Eu nunca tentei sair disso.
É de certa forma confortável essa estabilidade da rotina de somente bom dias calorosos. Isso me envergonha.
Quase que me choco contra ela. Não percebi que ela estava parada no meio do corredor.
-A... Alisson? - gaguejo deixando transparecer uma careta rápida, uma repreensão pela minha voz ter falhado.
Ela se vira afobada, acho que nem notou que eu quase me esbarrei com ela. Seus olhos verdes me inundam por meio segundo.
- oi, desculpa eu não ouvi você chegar - ela sorri, e nesse momento consigo reparar que ela tem sardas em suas bochechas e em baixo dos olhos - como você está?
- oi Alisson. Eu estou ótimo.
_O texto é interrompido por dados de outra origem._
Issue #1333, opened 2025-04-09
Restore front-end test coverage after replacing RTL integration test with e2e test


jschuurk-kr:
Follow-up of issue https://github.com/kiesraad/abacus/issues/898 and PR https://github.com/kiesraad/abacus/pull/1314

### Scope
Test code coverage dropped significantly for some files after replacing `DataEntry.integration.test.tsx` with e2e tests. Goal of this issue is to restore the code coverage to its previous level as much as possible/sensible.

See https://app.codecov.io/gh/kiesraad/abacus/commit/35ae00707e2236fd14cf7461d6de0e02507337a9/indirect-changes

Test code coverage comparison of branch `898-change-dataentryintegrationtesttsx-to-playwright-tests` with `main`:
- [x] code coverage src/api
  - [x] ApiClient.ts: 2 lines down -> https://github.com/kiesraad/abacus/pull/1345
- [x] code coverage src/app
- [x] code coverage src/components: 112 lines down
  - [x] ErrorModal.tsx: 11 lines down -> https://github.com/kiesraad/abacus/pull/1344
  - [x] StickyNav.tsx: 37 lines down -> ❌ 1 line left after merging other PRs, [line sets `maxHeight`](https://app.codecov.io/gh/kiesraad/abacus/blob/main/frontend%2Fsrc%2Fcomponents%2Fui%2FAppLayout%2FStickyNav.tsx)
  - [x] PollingStationNumber.tsx: 2 lines down -> ❌ not worth it, very simple ui component
  - [x] ProgressList.tsx: 28 lines down -> https://github.com/kiesraad/abacus/pull/1411
  - [x] ProgressListScroll.tsx: 34 lines down -> https://github.com/kiesraad/abacus/pull/1411 ([4 lines left to cover](https://app.codecov.io/gh/kiesraad/abacus/blob/main/frontend%2Fsrc%2Fcomponents%2Fui%2FProgressList%2FProgressListScroll.tsx) related to height and scroll)
- [x] code coverage src/features: 237 lines down
  - [x] data_entry/components: 207 lines down
    - [x] CandidatesVotesPage.tsx: 8 lines down -> https://github.com/kiesraad/abacus/pull/1365
    - [x] useVotersAndVotes: 1 line down -> https://github.com/kiesraad/abacus/pull/1427
    - [x] AbortDataEntryControl.tsx: 9 lines down -> https://github.com/kiesraad/abacus/pull/1437
[...]

PR #1411, opened 2025-04-23
restore code coverage of DataEntryProgress and ProgressList

jschuurk-kr:
partial #1333 

### Scope
- restore test coverage of DataEntryProgress: was 9 of 106 lines, is now 106 of 106 lines.
- restore test coverage for ProgressList: was 13 of 41 lines, is now 41 of 41 lines.
- small refactorings of DataEntryProgress.tsx
- simplify test util `overrideServerClaimDataEntryResponse()` by removing a parameter

### Questions
-  Are the refactorings in DataEntryProgress.tsx worth the risk?

### Comment
The `ProgressList` can set an "idle" class on an element twice. Once if it's not the active item and a second time if `menuStatusForFormSection()` in DataEntryProgress sets the `status` to "idle".  So you can get `idle idle disabled`, where the first "idle" means not active and the second "idle" means not error/warning/accept/...
~Let's use two different classes for this when we make the forms more generic.~ resolved in 47c2718c


Lionqueen94:
Can we just add or remove "active" if an element becomes active or idle. I agree that a double "idle" is quite bad

frontend/src/features/data_entry/components/DataEntryProgress.test.tsx
```diff
@@ -0,0 +1,263 @@
...
+
+    const checkAndSaveLink = within(checkAndSave).getByRole("link", { name: "Controleren en opslaan" });
+    expect(checkAndSaveLink).toBeVisible();
+    expect(checkAndSaveLink).toHaveAttribute(
+      "href",
+      `/elections/${electionId}/data-entry/${pollingStationId}/${entryNumber}/save`,
+    );
+  });
+
+  test("Mismatch between election data and formState", async () => {
```
oliver3, line 235: Not sure what risk this test covers, as the formState should be initially created from the election data.

oliver3 (approved):
Looks good! Two remarks that are not important enough to prevent merging

frontend/src/features/data_entry/components/DataEntryProgress.test.tsx
jschuurk-kr: Not sure either.

It does gets us coverage for the line `if (!formSection) return null;`. And it demonstrates the behavior in case of an unlikely mistmatch, for whatever that's worth.

frontend/src/features/data_entry/testing/mock-data.ts
```diff
@@ -50,7 +50,7 @@ export function getDefaultFormSection(id: FormSectionId, index: number): FormSec
   return {
     id,
     index,
-    title: "Toegelaten kiezers en uitgebrachte stemmen",
+    title: "Toegelaten kiezers en uitgebrachte stemmen", // TODO: shouldn't this be dynamic?
```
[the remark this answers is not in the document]
jschuurk-kr: changed to "title of the form section" in 5030d172

jschuurk-kr:
> Can we just add or remove "active" if an element becomes active or idle. I agree that a double "idle" is quite bad

done in 47c2718c with help from Mark

Lionqueen94 (approved):

oliver3 (approved):

PR #1427, opened 2025-04-28
restore code coverage: useVotersAndVotes (cache)

lkleuver:
Adds a test for the cache flow in useVotersAndVotes which was not yet covered.

I've added a separate cache.test.tsx file since the other data entry sections also miss this coverage. 
This will go away once we make it more generic.


Lionqueen94 (approved):

frontend/src/features/data_entry/hooks/useDataEntry.ts
```diff
@@ -24,9 +24,13 @@ export default function useDataEntry(
...
   pollingStationId: number,
   entryNumber: number,
+  initialDataEntryState?: DataEntryState,
 ): DataEntryStateAndActions {
   const client = useApiClient();
-  const [state, dispatch] = useReducer(dataEntryReducer, getInitialState(election, pollingStationId, entryNumber));
+  const [state, dispatch] = useReducer(
+    dataEntryReducer,
+    initialDataEntryState || getInitialState(election, pollingStationId, entryNumber),
+  );
```
jschuurk-kr, line 33: I'm not sure what to think of this change, since we're adding behavior to production code for testing purposes, while it's not obvious that it's for testing purposes-only.

I'm not sure what an alternative solution would be, though. Maybe mocking `getInitialState()` in the reducer?

@praseodym @oliver3 Do you have any ideas?

lkleuver: this is how it was implemented before. 
That does not mean it's correct or doesn't need to change of course

oliver3: Together with @lkleuver we came to the conclusion that mocking the data entry reducer through `DataEntryContext` would be better indeed. @lkleuver is working on another PR where he is setting that up and can be a blue print for this PR as well.

Lionqueen94 (commented):
I think this PR needs a rebase because commits from main have been added

frontend/src/features/data_entry/hooks/useDataEntry.ts
lkleuver: I've changed the test, since mocking DataEntryContext would require to rewrite the entire test suite, I've moved this test to cache.test.tsx since other use..hooks also miss the cache check.

However since the plan is to make these more generic i've skipped these for now (it was never covered outside voters and votes so it's technically not part of the "epic".

oliver3 (approved):

Lionqueen94 (approved):

PR #1429, opened 2025-04-28
Moved impls for ApiError to respective modules

Lionqueen94:
- Moved impls for ApiError to respective modules
- Reordered imports in all Rust files where not consistent into 3 groups:
1.    `std`, `core` and `alloc`,
2.    external crates,
3.    `self`, `super` and `crate` imports.
- Moved imports from crate to super where possible

### DIFF
--- a/backend/src/error.rs
+++ b/backend/src/error.rs
@@ -1,3 +1,5 @@
+use std::error::Error;
+
 use axum::{
     Json,
     extract::rejection::JsonRejection,
@@ -8,7 +10,6 @@ use hyper::header::InvalidHeaderValue;
 use quick_xml::SeError;
 use serde::{Deserialize, Serialize};
 use sqlx::Error::RowNotFound;
-use std::error::Error;
 use tracing::error;
 use utoipa::ToSchema;
 use zip::result::ZipError;
--- a/backend/src/error.rs
+++ b/backend/src/error.rs
@@ -350,12 +350,6 @@ impl From<SeError> for APIError {
     }
 }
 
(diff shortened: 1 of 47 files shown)


backend/src/error.rs
```diff
@@ -357,40 +349,12 @@ impl From<SeError> for APIError {
...
-    fn from(err: AuthenticationError) -> Self {
-        APIError::Authentication(err)
-    }
-}
-
 impl From<ZipError> for APIError {
     fn from(err: ZipError) -> Self {
         APIError::ZipError(err)
     }
 }
```
praseodym, line 356: `ZipError` is only used in the `report` module so it can be moved there

praseodym (changes requested):
I noticed you sorted and regrouped imports, but applied your own grouping. A common practice is to use three groups:

1.    `std`, `core` and `alloc`,
2.    external crates,
3.    `self`, `super` and `crate` imports.

`rustfmt` can fix this for us by using the [`group_imports = StdExternalCrate`](https://rust-lang.github.io/rustfmt/?version=v1.8.0&search=#StdExternalCrate%5C%3A) option, but unfortunately that feature is not yet stable. However, you can run it once using `cargo +nightly fmt -- --config group_imports=StdExternalCrate`.

backend/src/error.rs
Lionqueen94: Changed in 8c69acb345cadced8b2ce344c820300b6a83f1d7
The import stays because it is handled in the into_response

cikzh (approved):

PR #1430, opened 2025-04-28
Renamed data_entry_choice feature to data_entry_home

### LINKED ISSUE #1336: Rename `data_entry_choice` feature to `data_entry_home`
> @oliver3 and I had a 'long' discussion about the name, which resulted in me adding the question to the PR.
> 
> My thoughts on the name:
> - `PollingStationChoicePage` works fine as a name for the page object, but it's too different from `data_entry_choice` in the frontend. And I agree with the rename in the frontend away from "polling station".
> - `DataEntryChoicepage` I find confusing in the e2e tests. The concept of polling station is a lot more prominent on that page than the concept of data entry. So this feels to me like a code concept leaking into a non-code context. (edit: You don't pick a data entry. You pick a polling station and the application decides which data entry it is.)
> - `DataEntryHomePage` seemed like a good middle ground between the two other options.

_Originally posted by @jschuurk-kr in https://github.com/kiesraad/abacus/pull/1314#discussion_r2034710233_

Depends on #1329 (to avoid merge conflicts)

Lionqueen94:
Closes #1336


oliver3 (approved):
Looks good! Also agree with your decisions regarding DataEntryHome vs. PollingStationChoice.

praseodym (approved):

PR #1431, opened 2025-04-28
Add ProgressList.OverviewItem

oliver3:
For the overview on the data entry resolve differences page as shown below. Ladle can be seen at https://0bca3129.kiesraad-abacus.pages.dev/ladle/?story=progress-list--overview-progress-list.

image

### DIFF
--- a/frontend/src/components/ui/ProgressList/ProgressList.module.css
+++ b/frontend/src/components/ui/ProgressList/ProgressList.module.css
@@ -29,12 +29,20 @@
     scroll-margin-top: 0.8rem;
     scroll-margin-bottom: 0.8rem;
 
-    &:hover {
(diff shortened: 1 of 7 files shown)


Lionqueen94 (commented):
Looks good, but doesn't the OverviewItem also need a hover? @jorisleker

praseodym:
Does this component have the same scroll behaviour as the normal ProgressList component (see its Ladle story)?

oliver3:
Thanks @Lionqueen94 and @praseodym, both would be improvements over the list without any behaviour in this implementation, and after discussing with @jorisleker it is okay not to have those right now.

Lionqueen94 (approved):

jorisleker (approved):

PR #1453, opened 2025-04-30
restore code coverage: DataEntryNavigation

lkleuver:
### Scope

restore test coverage of DataEntryNavigation as part of issue #1333


Lionqueen94 (commented):
Nice addition!

There is still one state not covered according to codecov, the `blocker.proceed()` when `state === "aborted"`, see:
image

lkleuver:
> Nice addition!
> 
> There is still one state not covered according to codecov, the `blocker.proceed()` when `state === "aborted"`, see: image
> 
> Edit: Or maybe this state is actually never able to be triggered?

It only triggers when the reducer/action side is faulty

Lionqueen94:
> > Nice addition!
> > There is still one state not covered according to codecov, the `blocker.proceed()` when `state === "aborted"`, see: image
> > Edit: Or maybe this state is actually never able to be triggered?
> 
> It only triggers when the reducer/action side is faulty.
> 
> edit: I've added a small test for one scenario, but status === "aborted" can't really be the case I think, since the blocker wont block on that status and thus the modal wont be rendered to trigger the function.
> 
> I wonder if we could remove the if statement in the component

Yeah it makes sense that "aborted" will not be the status if the onSubmit "aborting" fails, so this case seems impossible to me too

praseodym (approved):

PR #2590, opened 2025-12-05
Changed Modal close button title from `cancel` to `close`

### LINKED ISSUE #2571: Rename modal close button to something other than Annuleren
The "close" button (top-right &times;) in our `Modal` has as the accessible name "Annuleren", which is also a common word to put in one of the buttons inside of the modal. In these cases our RTL and Playwright tests have to make a distinction between the two buttons by selecting either the first or the second one. 

```ts
this.closeButton = page.getByRole("dialog").getByRole("button", { name: "Annuleren" }).first();
this.cancelButton = page.getByRole("dialog").getByRole("button", { name: "Annuleren" }).nth(1);
```

```ts
await user.click(screen.getAllByRole("button", { name: "Annuleren" })[0]!);
```

We can improve this situation by giving the close button an accessible name like "Sluiten" instead.

Image

Lionqueen94:
Closes #2571

- Modal X button title is now `Venster sluiten`


stacktraceghost (dismissed):

jorisleker (changes requested):
See comment in #2590

lama-d3v (dismissed):
Tested all close buttons that were changed in the deployment. Also reviewed the changed code. Looks good to me 👍

PR #2591, opened 2025-12-05
Table.LinkRow integration into Table.Row and added download icon option to Table.ClickRow

### LINKED ISSUE #2499: Change chevron to download icon for empty models downloads
The chevrons in the empty models rows should be changed to download icons:
Image

### LINKED ISSUE #2570: Simplify using either `Table.LinkRow` or `Table.Row` with same content depending on condition
There are more and more situations where a table row in the code should be a navigation link or not (depending e.g. on the role of the logged in user), but the content of the row is the same. Currently this is implemented as

```tsx
        {condition ? (
          <Table.LinkRow to={url}>{rowContent}</Table.LinkRow>
        ) : (
          <Table.Row>{rowContent}</Table.Row>
        )}
```

We should find another way to prevent this duplication of content, e.g. by adding an optional `to` prop to the Row that can take either a `To` or undefined or false, so that you can do something like
```tsx
  <Table.Row to={condition && url}>{rowContent}</Table.Row>
```

Lionqueen94:
Closes #2570
Closes #2499

### Description
- Removed `Table.LinkRow` and converted `Table.Row` to include an optional link parameter
- Added download icon option to `Table.ClickRow`
- [x] @jorisleker Can you update the Figma?
image

### DIFF
--- a/frontend/src/components/ui/Table/Table.module.css
+++ b/frontend/src/components/ui/Table/Table.module.css
@@ -67,9 +67,7 @@
     &:hover {
       background: var(--color-hover);
     }
-  }
 
-  tr.chevronIcon {
     /* Cell with the chevron icon */
     td:last-of-type {
       padding-right: 4.5rem;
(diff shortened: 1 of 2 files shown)


jorisleker:
Thanks @Lionqueen94.
Icon in Figma [has been updated ](https://www.figma.com/design/zZlFr8tYiRyp4I26sh6eqp/Kiesraad---Abacus-optelsoftware?node-id=9780-54761&t=yN0YQqgR79g2FK9m-11)

Issue #2555, opened 2025-12-01
Add newtypes around ids in the backend


rnijveld:
- Currently our ids are mostly just u32 or some similar integer type
- This can cause confusion for methods requiring a single id, and has in the past caused bugs to occur because of confusion for which id was supposed to be passed.

A better alternative for Rust code:
- Use a newtype wrapper (e.g. `struct PollingStationId(u32)`) for each of the different id types we have
- Make sure the wrapped type can be easily exposed for those cases where we need the original id
- For inspiration we can use the [code I wrote for the nts-pool project](https://github.com/pendulum-project/nts-pool/blob/main/nts-pool-management/src/models/util/mod.rs) that generates all the relevant wrapper utilities for id newtypes.

praseodym:
Would it be a good idea to add a todo list to the issue with all the newtypes that we want to add?

Issue #2557, opened 2025-12-01
Switch to uuids for all internal ids


rnijveld:
Currently we use regular integer values for all ids. This has some disadvantages:
- Ids can be accidentally switched out for each other, where an id can be used in a place where it wasn't supposed to be
- Integer ids are susceptible to things such as bitflips or data corruption accidentally causing unintended behavior
- Partial data from one abacus installation might accidentally map onto another abacus installation

uuids remove most of these issues, a bitflip/data corruption is highly unlikely to result in another valid uuid, partial data is highly unlikely to map onto another instance, and accidentally switching ids for different types is very unlikely with uuids.

Disadvantage: some people find uuids less readable than regular integer values, but generally developers don't deal with literal uuids too often. For tests this is generally pretty easy to solve by using deterministic uuid generation and uuids stored in constants. They could also somewhat clutter urls in browsers, but we typically don't have more than one or two ids in a URL, making them not much longer than the typical URL users will generally see while browsing the web anyway.

jorisleker:
Noticed that we currently show the ids of users in the activity log overview table. Think we should remove this from the table when implementing this issue, because showing uuid's here will break the UI. Have not checked if there are other places in the application were we show id's in the interface, but I think the 'nummer' column on this same page might also be an id that is affected by this change

<img width="1233" height="598" alt="Image" src="https://github.com/user-attachments/assets/2e119bcd-a5c7-47b1-a1ca-b4734f391046" />

praseodym:
Let's implement newtypes first (#2555) and then reconsider picking up this one.

PR #2597, opened 2025-12-09
Allow gaps in PG/Candidate numbers, but enforce increasing order

### LINKED ISSUE #2549: Do not use candidate number and political group number for indexing
We currently use candidate number and political group number for indexing, but we should not do this. The assumption was made that candidate and political group numbers always start at 1 and always are sequential. For country wide elections this can be untrue because not every political group participates in every electoral district (causing holes in the normally sequential group numbers). Additionally, the kieswet allows for political groups and candidates to be removed (in exceptional cases) after assignment of numbers, in which case that assumption also does not hold. Additionally, this should just be a label value anyway, and it is just bad practice to use it for calculations.

Some of this work was already done on [this commit](https://github.com/kiesraad/abacus/commit/dadb2e7724507232f508f970146e43044fb5ef9d) on the `do-not-use-pg-number-for-indexing` branch.

Optionally: store the pg and candidate numbers as strings (or even better on the rust side: a newtype containing a string) and just add some validation on importing that they are numbers, making it unlikely we ever use these for indexing ever again.

michielp1807:
TODO:
- [x] Allow gaps in backend
- [x] Add tests to test gaps are allowed, but increasing order is enforced
- [x] Fix Playwright tests
- [x] Make sure that gaps do not cause issues in the front-end (add some new tests?)

Closes #2549

Also changes the types `PGNumber` and `CandidateNumber` to newtypes to make sure they are not used for indexing (somewhat related to #2555).

### DIFF
--- a/backend/tests/investigation_integration_test.rs
+++ b/backend/tests/investigation_integration_test.rs
@@ -8,7 +8,7 @@ use abacus::{
         VotersCounts, VotesCounts,
         status::{ClientState, DataEntryStatusName},
     },
-    election::{ElectionDetailsResponse, ElectionId, PGNumber},
+    election::{ElectionId, PGNumber},
 };
 use axum::http::StatusCode;
 use reqwest::Response;


backend/src/data_entry/validation.rs
```diff
@@ -2903,13 +2927,29 @@ mod tests {
...
-            assert!(result.is_err());
-            assert!(
-                result
-                    .unwrap_err()
-                    .message
-                    .eq("candidate numbers are not consecutive"),
+            assert!(result.is_ok());
+
+            // Change number of the second candidate on the first list to a non-increasing number
+            political_group_votes[0].candidate_votes[1].number = CandidateNumber::new(1);
```
stacktraceghost:
```suggestion
```

These lines seem left behind/unnecessary

backend/src/election/structs.rs
```diff
@@ -169,7 +169,30 @@ pub enum VoteCountingMethod {
     DSO,
 }
 
-pub type PGNumber = u32;
+#[derive(
+    Serialize, Deserialize, Clone, Copy, Debug, Default, PartialEq, Eq, PartialOrd, Ord, Hash,
+)]
+pub struct PGNumber(u32);
```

Você deixou cair isso - entrego o papel e percebo no mesmo instante que falei rápido de mais, e não perguntei se ela estava bem
- Eu estava procurando por isso! Obrigada - ela pega da minha mão, seus dedos toca as palmas da minha mão suavemente.
- E você, como está? Me perdoe minha indelicadeza. Estou com os pensamentos atordoados hoje - confesso numa tentativa de pedido de desculpa.
Seu sorriso se alarga mais, mostrando todos os dentes da frente e alguns das laterais.
- não se preocupe, eu estou muito bem - ela olha para a porta marrom que está a alguns metros de nós - eu tenho que dar aula...
- claro, vai lá. Não quero roubar a professora deles - era pra ser humorado. Mas assim que saiu da minha boca me senti patético.
Ela da um passo mais e para, e me encara novamente com seu rosto mantendo uma expressão de uma criança que vai aprontar algo. Será que ela também achou patético?
- Espere. É... Você tá afim de jantar? Sabe - ela ri meio nervosa, amassando a mão uma na outra- me sinto envergonhada. Mas mamãe disse que iria ir lá em casa, comprei um monte de comida congelada pra mentir que eu que fiz... e eu sozinha não vou conseguir acabar com tudo aquilo. - ela encara os próprios pés que estão calçados com um baixo salto preto - eu não estou afim de comer o resto da semana estrogonofe congelado. Enfim, aceita?
Não sei o que pensar. Na verdade, meu cérebro trava com uma proposta tão surreal. Não posso dar uma resposta com voz falha. Engulo em seco então falo:
- obrigado pelo convite. Estrogonofe é uma das minhas coisas favoritas. Eu passo na sua casa as.. 19 horas?
Ela solta uma risada enquanto pega uma caneta e rabisca algo em um papel.
- você não sabe onde eu moro. Mas, eu resolvi - ela da uma pausa e me entrega o papel - o seu problema. As 19 horas. - ela caminha atrapalhada em seus próprios pés e abre a porta
- bom dia meus amores - fala para seus alunos que respondem animadamente seu bom dia enquanto ela fecha a porta, seus olhos encontrando os meus por uns segundos antes dela fechar totalmente, me deixando com uma corrente elétrica percorrendo pelo meu corpo.
Estou estagnado. Não sei nem oque aconteceu na verdade eu não faço ideia.